Tout d’ailleurs à Ravenne nous fait revivre dans le bas-empire, et si de Saint-Nazaire on entre dans Saint-Vital, qui est tout proche, on se trouve dans un temple octogone bâti par saint Ecclésius sous le règne de Justinien. On a dit que cet édifice, plus que double du précédent, était une imitation de Sainte-Sophie; cependant quelques-uns lui contestent ce caractère byzantin, et Ferguson le place au rang des imitations maladroites du célèbre temple de Minerva medica à Rome. Il est plus certain que Charlemagne l’a pris pour modèle de la chapelle sépulcrale qu’il s’est construite à Aix-la-Chapelle. Huit arceaux décrivent un cercle à l’intérieur.

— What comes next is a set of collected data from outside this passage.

PR #1516, opened 2025-04-14
Allow all types of objects to be pushed using non-wildcard refspecs

mhagger:
For non-wildcard refspecs, `addOrUpdateReferences()` was trying to resolve the refspec source to a commit. But there's no reason that other objects (tags, trees, blobs) shouldn't be allowed to be pushed by OID. So resolve the refspec source to whatever object type it happens to be.


pjbgf (approved):
@mhagger thanks for working on this. :bow:

PR #1525, opened 2025-04-19
git: checkout.validate should set to branch only if both branch and hash are empty

GaikwadPratik:
add validation usecase for Force and keep.

This would avoid the error condition where if Hash is provided on CheckoutOptions but NOT branch and validate is called since per documentation:

// Branch to be checked out, if Branch and Hash are empty is set to master.
Branch plumbing.ReferenceName

### DIFF
--- a/options.go
+++ b/options.go
@@ -349,6 +349,7 @@ type SubmoduleUpdateOptions struct {
 var (
 	ErrBranchHashExclusive  = errors.New("Branch and Hash are mutually exclusive")
 	ErrCreateRequiresBranch = errors.New("Branch is mandatory when Create is used")
+	ErrForceKeepExclusive   = errors.New("Force and branch are mutually exclusive")
 )
 
 // CheckoutOptions describes how a checkout operation should be performed.
@@ -375,16 +376,23 @@ type CheckoutOptions struct {
 
 // Validate validates the fields and sets the default values.
 func (o *CheckoutOptions) Validate() error {
+	// if not create, both hash and branch cannot be provided
 	if !o.Create && !o.Hash.IsZero() && o.Branch != "" {
 		return ErrBranchHashExclusive
 	}
 
-	if o.Create && o.Branch == "" {
+	// if create with branch not provided but hash is provided, ask for branch name?
+	if o.Create && o.Branch == "" && !o.Hash.IsZero() {
 		return ErrCreateRequiresBranch
 	}
 
-	if o.Branch == "" {
+	// if create with both branch and hash are not provided, set branch to master
+	if o.Create && o.Branch == "" && o.Hash.IsZero() {
 		o.Branch = plumbing.Master
+	}
+
+	if o.Force && o.Keep {
+		return ErrForceKeepExclusive
 	}
 
 	return nil
--- a/options_test.go
+++ b/options_test.go
@@ -120,6 +120,31 @@ func (s *OptionsSuite) writeGlobalConfig(cfg *config.Config) func() {
 
 	return func() {
 		os.Setenv("XDG_CONFIG_HOME", "")
-
 	}
+}
+
+func (s *OptionsSuite) TestCheckoutOptionsValidate() {
+	checkoutOpts := CheckoutOptions{}
+	err := checkoutOpts.Validate()
+	s.NotNil(err)
+	s.Equal(ErrBranchHashExclusive, err)
+
+	checkoutOpts.Create = true
+	err = checkoutOpts.Validate()
+	s.Nil(err)
+	s.Equal(plumbing.Master, checkoutOpts.Branch)
+
+	checkoutOpts.Branch = ""
+	checkoutOpts.Hash = plumbing.NewHash("ab1b15c6f6487b4db16f10d8ec69bb8bf91dcabd")
+	err = checkoutOpts.Validate()
+	s.NotNil(err)
+	s.Equal(ErrCreateRequiresBranch, err)
+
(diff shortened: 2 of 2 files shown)


pjbgf (approved):
@GaikwadPratik thanks for working on this. :bow:

options_test.go
```diff
@@ -120,6 +120,31 @@ func (s *OptionsSuite) writeGlobalConfig(cfg *config.Config) func() {
...
 		os.Setenv("XDG_CONFIG_HOME", "")
-
 	}
 }
+
+func (s *OptionsSuite) TestCheckoutOptionsValidate() {
+	checkoutOpts := CheckoutOptions{}
+	err := checkoutOpts.Validate()
+	s.NotNil(err)
+	s.Equal(ErrBranchHashExclusive, err)
```
pjbgf, line 130:
```suggestion
	s.ErrorIs(ErrBranchHashExclusive, err)
```

options_test.go
```diff
@@ -120,6 +120,31 @@ func (s *OptionsSuite) writeGlobalConfig(cfg *config.Config) func() {
...
+	checkoutOpts.Create = true
+	err = checkoutOpts.Validate()
+	s.Nil(err)
+	s.Equal(plumbing.Master, checkoutOpts.Branch)
+
+	checkoutOpts.Branch = ""
+	checkoutOpts.Hash = plumbing.NewHash("ab1b15c6f6487b4db16f10d8ec69bb8bf91dcabd")
+	err = checkoutOpts.Validate()
+	s.NotNil(err)
+	s.Equal(ErrCreateRequiresBranch, err)
```
pjbgf, line 141:
```suggestion
	s.ErrorIs(ErrCreateRequiresBranch, err)
```

options_test.go
```diff
@@ -120,6 +120,31 @@ func (s *OptionsSuite) writeGlobalConfig(cfg *config.Config) func() {
...
+
+	checkoutOpts.Branch = "test"
+	checkoutOpts.Force = true
+	checkoutOpts.Keep = true
+
+	err = checkoutOpts.Validate()
+	s.NotNil(err)
+	s.Equal(ErrForceKeepExclusive, err)
```
pjbgf, line 149:
```suggestion
	s.ErrorIs(ErrForceKeepExclusive, err)
```

GaikwadPratik:
Hi @pjbgf , applied the suggestions, can you please trigger another pipeline?

pjbgf:
@GaikwadPratik I generally run `make test` or rely on `go test` for specific tests I'm trying to run. Please note that some tests require `git-daemon` installed, without it you will get some errors.

GaikwadPratik:
> @GaikwadPratik I generally run `make test` or rely on `go test` for specific tests I'm trying to run. Please note that some tests require `git-daemon` installed, without it you will get some errors.

Can we please update the documentation?

Also any idea why pipeline is failing even though my code doesn't touch those tests?

options.go
```diff
@@ -375,18 +376,25 @@ type CheckoutOptions struct {
...
 
-	if o.Create && o.Branch == "" {
+	// if create with branch not provided but hash is provided, ask for branch name?
+	if o.Create && o.Branch == "" && !o.Hash.IsZero() {
 		return ErrCreateRequiresBranch
 	}
 
-	if o.Branch == "" {
+	// if create with both branch and hash are not provided, set branch to master
+	if o.Create && o.Branch == "" && o.Hash.IsZero() {
```
onee-only, line 390: I think the failures are because of this check.
Is o.Create necessary to set the branch to master?

options_test.go
```diff
@@ -120,6 +120,31 @@ func (s *OptionsSuite) writeGlobalConfig(cfg *config.Config) func() {
...
 		os.Setenv("XDG_CONFIG_HOME", "")
-
 	}
 }
+
+func (s *OptionsSuite) TestCheckoutOptionsValidate() {
+	checkoutOpts := CheckoutOptions{}
+	err := checkoutOpts.Validate()
+	s.NotNil(err)
+	s.ErrorIs(ErrBranchHashExclusive, err)
```
onee-only, line 130: I don't think this is valid. Since it has to satisfy `!o.Create && !o.Hash.IsZero() && o.Branch != ""`

onee-only (commented):
FYI, this fails on my codespace too.

options.go
GaikwadPratik: Am I incorrectly reading https://github.com/go-git/go-git/blob/main/options.go#L360?
> // Branch to be checked out, if Branch and Hash are empty is set to `master`.

so we don't need to check for `o.Create`?

onee-only: Yeah I believe that default should be set regardless of `o.Create`. otherwise it will result in `reference not found` error.

GaikwadPratik:
Hi @onee-only ,
> FYI, this fails on my codespace too.

Can you please provide instructions on how you have set up for local testing? I think I am missing something and I would prefer to do local testing instead of pushing the code in git all the time just for testing

options_test.go
GaikwadPratik: You are right... I tried to be cheeky.. Going back to basics and fixing it :)

options.go
GaikwadPratik: Fixed it

GaikwadPratik:
@pjbgf , okay my changes were breaking one of the test in `worktree_test`. Fixed the code conditions and tests for `CheckoutOptions` as well by keeping them simple and to the basics. Ran `make test` locally and they ran successfully.

image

Ils reposent sur des piliers et s’ouvrent au dehors sur des hémicycles à deux étages de légères colonnes, les unes venues de Byzance, les autres qu’on dit gothiques. Cette sorte de tour centrale est surmontée par un dôme ou par une voûte construite en poteries juxtaposées et conservée ainsi jusqu’à nous. A l’exception du beau marbre grec qui revêt certaines parties de murs, il ne faut point parler ici de décorations. Qui croirait que la coupole a été salie, il y a quelque cent ans, par d’infâmes guirlandes de roses dont on ne voudrait pas au foyer de l’Opéra? Mais il règne autour de la construction centrale une large galerie octogone par son enceinte extérieure, sur laquelle s’ouvrent le chœur et des chapelles auxiliaires. Ici se multiplient des ouvrages en mosaïque qu’on ne peut décrire et qui représentent quelquefois avec assez de naturel des scènes de l’Ancien-Testament, choisies comme symboles des mystères de la nouvelle alliance.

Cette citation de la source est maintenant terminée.